Every account has a unique account_id (a UUID) that appears in every token response and authorization-related API call.To look up the account tied to the current token, call GET /accounts/meme resolves to whoever owns the token making the request.

Organizations

An organization is the workspace that holds a team together. Think of it as the equivalent of what you see in Text as “your company” — the thing with the agents, chats, and settings. A few things to know:
  • Every organization has at least one account, and at least one owner.
  • An account can belong to multiple organizations at once. A consultant working across several client accounts, for example, has one login but can switch between organizations.
  • Each account has a default organization — the one it lands on at login.
  • Organizations track which Text products are installed on them.
Every organization has an organization_id (a UUID). Both account_id and organization_id are included in every OAuth token response, so you always know which account and organization a token belongs to.Two endpoints are worth knowing: GET /organizations/my returns the organization tied to the current token, and GET /info introspects the token itself — returning its scopes, expiry, account_id, and organization_id.Organizations also have an invitation mode. The default, lax, lets all paid roles send invitations. Set it to strict to limit that to privileged roles only.
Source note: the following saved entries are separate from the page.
PR #216, opened 2022-11-10
fix: move workflow_run in publish action

wilsonianb:
https://docs.github.com/en/actions/using-workflows/events-that-trigger-workflows#workflow_run

### DIFF
--- a/.github/workflows/publish-openapi.yaml
+++ b/.github/workflows/publish-openapi.yaml
@@ -1,19 +1,14 @@
 name: OpenAPI Publisher
 
 on:
-  push:
-    branches:
-      - main
-    paths:
-      - openapi/**
+  workflow_run:
+    workflows: ['OpenAPI Validator']
+    branches: [main]
+    types:
+      - completed
 
 jobs:
   publish:
-    workflow_run:
-      workflows: ['OpenAPI Validator']
-      branches: [main]
-      types:
-        - completed
     runs-on: ubuntu-latest
     steps:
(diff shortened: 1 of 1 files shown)


.github/workflows/publish-openapi.yaml
```diff
@@ -1,19 +1,14 @@
...
-  push:
-    branches:
-      - main
-    paths:
-      - openapi/**
+  workflow_run:
+    workflows: ['OpenAPI Validator']
+    branches: [main]
+    types:
+      - completed
```
mkurapov, line 8: do we need the `types` here?

wilsonianb: >By default, all activity types trigger workflows that run on this event. 

I think excluding would cause the publisher to run without the validator necessarily succeeding (via `requested` or `in_progress` types)

mkurapov (approved):

.github/workflows/publish-openapi.yaml
mkurapov: Would it be good to add an `on-success` flag?
https://docs.github.com/en/actions/using-workflows/events-that-trigger-workflows#running-a-workflow-based-on-the-conclusion-of-another-workflow

mkurapov: Otherwise, if I'm understanding the docs correctly, we would still publish if the validator failed. honestly would have made sense to have a `type: succeeded` but 🤷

Why this matters for integrations

When you use a personal access token, it’s tied to your account and implicitly scoped to your default organization. Simple. When you build an OAuth integration — one where other users authorize your app — the token you receive represents a specific account acting within a specific organization. Both are part of every authorization response.
If you’re using a personal access token for a personal script or internal tool, you don’t need to think about this much. This becomes important when you’re building for other users.
If your app serves multiple Text customers, don’t use account_id alone as the key for a workspace context — an account can belong to more than one organization. Store (account_id, organization_id) pairs instead.When issuing a customer access token through the cookie grant flow, organization_id is required — the auth server needs it to know which organization the customer belongs to.POST /organizations creates both a new organization and an account in a single call, and doesn’t send any email notifications.